Activity: In which lines of the data does the string "master" appear? Copy every one.
★ ★ ★
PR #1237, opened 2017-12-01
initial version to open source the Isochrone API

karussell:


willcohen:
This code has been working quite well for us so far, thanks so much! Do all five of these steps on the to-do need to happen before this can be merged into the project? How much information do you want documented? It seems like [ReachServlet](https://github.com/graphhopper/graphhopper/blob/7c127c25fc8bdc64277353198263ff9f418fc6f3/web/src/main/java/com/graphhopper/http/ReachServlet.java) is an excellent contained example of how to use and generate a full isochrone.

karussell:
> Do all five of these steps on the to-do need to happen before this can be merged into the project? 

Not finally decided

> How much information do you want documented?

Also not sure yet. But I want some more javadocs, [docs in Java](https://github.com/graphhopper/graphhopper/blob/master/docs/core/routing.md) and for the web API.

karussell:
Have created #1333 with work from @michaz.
★ ★ ★
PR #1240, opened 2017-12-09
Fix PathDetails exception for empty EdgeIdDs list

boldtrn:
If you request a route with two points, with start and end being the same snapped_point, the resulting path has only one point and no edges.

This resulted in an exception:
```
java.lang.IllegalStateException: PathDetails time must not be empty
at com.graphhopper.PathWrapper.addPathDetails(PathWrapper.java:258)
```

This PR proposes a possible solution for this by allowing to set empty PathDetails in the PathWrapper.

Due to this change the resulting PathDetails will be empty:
★ ★ ★
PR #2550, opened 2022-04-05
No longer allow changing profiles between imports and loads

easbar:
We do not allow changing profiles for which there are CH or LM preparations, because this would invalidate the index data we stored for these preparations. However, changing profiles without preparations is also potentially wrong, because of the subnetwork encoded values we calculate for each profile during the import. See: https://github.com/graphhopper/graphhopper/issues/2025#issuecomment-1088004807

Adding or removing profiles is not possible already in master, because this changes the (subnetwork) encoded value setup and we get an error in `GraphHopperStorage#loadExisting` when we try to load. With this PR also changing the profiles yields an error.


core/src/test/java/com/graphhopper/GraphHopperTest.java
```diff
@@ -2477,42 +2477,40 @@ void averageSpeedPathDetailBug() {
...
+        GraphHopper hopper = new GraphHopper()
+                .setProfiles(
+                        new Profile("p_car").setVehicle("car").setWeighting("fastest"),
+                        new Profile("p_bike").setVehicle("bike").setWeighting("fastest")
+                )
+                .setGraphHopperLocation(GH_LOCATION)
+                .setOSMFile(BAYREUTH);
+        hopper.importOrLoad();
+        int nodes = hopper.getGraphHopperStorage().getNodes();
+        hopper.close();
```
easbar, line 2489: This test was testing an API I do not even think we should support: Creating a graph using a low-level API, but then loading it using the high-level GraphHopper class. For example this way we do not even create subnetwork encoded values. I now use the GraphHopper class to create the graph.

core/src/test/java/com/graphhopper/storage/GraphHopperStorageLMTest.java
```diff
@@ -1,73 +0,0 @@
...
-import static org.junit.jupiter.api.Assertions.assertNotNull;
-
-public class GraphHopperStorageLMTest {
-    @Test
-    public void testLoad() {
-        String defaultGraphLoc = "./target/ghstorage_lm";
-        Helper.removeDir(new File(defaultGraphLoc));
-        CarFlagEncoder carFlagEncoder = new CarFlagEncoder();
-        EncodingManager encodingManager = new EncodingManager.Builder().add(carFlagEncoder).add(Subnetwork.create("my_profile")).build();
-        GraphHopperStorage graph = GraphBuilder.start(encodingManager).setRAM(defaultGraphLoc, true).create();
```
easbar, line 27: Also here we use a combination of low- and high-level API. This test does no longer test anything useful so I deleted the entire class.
★ ★ ★
Result for this exercise:
Also not sure yet. But I want some more javadocs, [docs in Java](https://github.com/graphhopper/graphhopper/blob/master/docs/core/routing.md) and for the web API.
Adding or removing profiles is not possible already in master, because this changes the (subnetwork) encoded value setup and we get an error in `GraphHopperStorage#loadExisting` when we try to load. With this PR also changing the profiles yields an error.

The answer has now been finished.